Hi. I’m Mitzy Maven and I’m slumped on the back seat floor of Laurie’s SUV as I secretly type this email into my IPAD. As a former investigative reporter for the Chicago Tribune, I’ve seen my share of bad guys. But I was truly freaked out, as my mom would say, when my high school friend cajoled me into tailing Ryan, her hubby. Marital infidelity? Shady business dealings?

Most likely, we’re talking communication problem. Laurie’s not the easiest person to communicate with. Granted, she’s a kind, compassionate person who adores her husband, son, and puppy. But that tongue of hers can bite! She looks for hidden meanings in the most inane conversation. And if your actions don’t meet her specifications, she’ll try to change you.

Here’s an example: Laurie’s husband, Ryan, is a health insurance adjuster. This Type A personality guy recently quit his job. Laurie was plenty steamed.
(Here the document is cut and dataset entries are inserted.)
PR #12612, opened 2022-04-07
chore: disable string escaping in snapshots

SimenB:
## Description

Makes the snapshots more readable. We'll probably change this default in Jest 29, but since you already use `jest-snapshot-serializer-raw` in this repo, I'm thinking this is something you want now?

## Checklist


jest.config.js
```diff
@@ -58,6 +58,9 @@ module.exports = {
     "jest-snapshot-serializer-raw",
     "jest-snapshot-serializer-ansi",
   ],
+  snapshotFormat: {
+    escapeString: false,
+  },
```
SimenB, line 63: this is the only change outside of `yarn test -u`

fisker:
Wow, much better, just to confirm, the `` ` `` character still need escape, right?

SimenB:
Yes, the entire snapshot string is wrapped in backticks, so any `` ` `` within that needs to be escaped

fisker (approved):

sosukesuzuki (approved):
Thank you for doing this!

PR #12652, opened 2022-04-14
Remove unnecessary folder in testing.

Harry-Hopkinson:
## Description

Before there were unnecessary folders for testing which complicated the testing process. Removing these folders makes testing easier.


Harry-Hopkinson:
I changed lwc/lwc/test files to lwc/test files and misc/misc/test files to misc/test files.

fisker:
Sorry, won't accept. We don't put things in the language root, because we'll need add seperate dirs.

PR #12656, opened 2022-04-16
docs(pre-commit): Use the new syntax

tony:
## Description

The existing doc example raises a warning with precommit:

```
[WARNING] normalizing pre-commit configuration to a top-level map.  support for top level list will be removed in a future version.  run: `pre-commit migrate-config` to automatically fix this.
[WARNING] The 'rev' field of repo 'https://github.com/pre-commit/mirrors-prettier' appears to be a mutable reference (moving tag / branch).  Mutable references are never updated after first install and are not supported.
See https://pre-commit.com/#using-the-latest-version-for-a-repository for more details. 
Hint: `pre-commit autoupdate` often fixes this.
prettier.................................................................Failed
```

- No more top-level list, it uses the `repo` at the root
- Always specify version in the rev

## Checklist

### DIFF
--- a/docs/precommit.md
+++ b/docs/precommit.md
@@ -53,8 +53,9 @@ Read more at the [pretty-quick](https://github.com/azz/pretty-quick) repo.
 Copy the following config into your `.pre-commit-config.yaml` file:
 
 ```yaml
+repos:
 - repo: https://github.com/pre-commit/mirrors-prettier
-  rev: "" # Use the sha or tag you want to point at
+  rev: "v2.6.2" # Use the sha or tag you want to point at
   hooks:
     - id: prettier
 ```


fisker:
[Here](https://github.com/pre-commit/mirrors-prettier#using-prettier-with-pre-commit) still shows we should use the old way.

tony:
> [Here](https://github.com/pre-commit/mirrors-prettier#using-prettier-with-pre-commit) still shows we should use the old way.

@fisker To clarify, what do you propose? I make a PR for that repo also or we close this?

I think that the new format pre-commit wants uses the format in this PR.

fisker:
>  I make a PR for that repo also or we close this?

Make a  PR for that repo first.

tony:
@fisker PR'd at https://github.com/pre-commit/mirrors-prettier/pull/21

tony:
Per https://github.com/pre-commit/mirrors-prettier/pull/21 being closed I'm closing this.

Who, in these tough economic times, just walks out on his job, with a family to support?

Laurie attempted to wrestle the facts from her husband, but Ryan wasn’t talking.The harder she pressed, the more he withdrew. I urged Laurie to minimize her anger and frustration by meditating. Heck, she already does yoga, so I figured this was no great stretch – no pun intended!

But Laurie refused to acknowledge her anger issues. Arguments between hubby and wife ensued, to the point that their young son complained of “bad energy” in the house. Even the dog started peeing on the furniture!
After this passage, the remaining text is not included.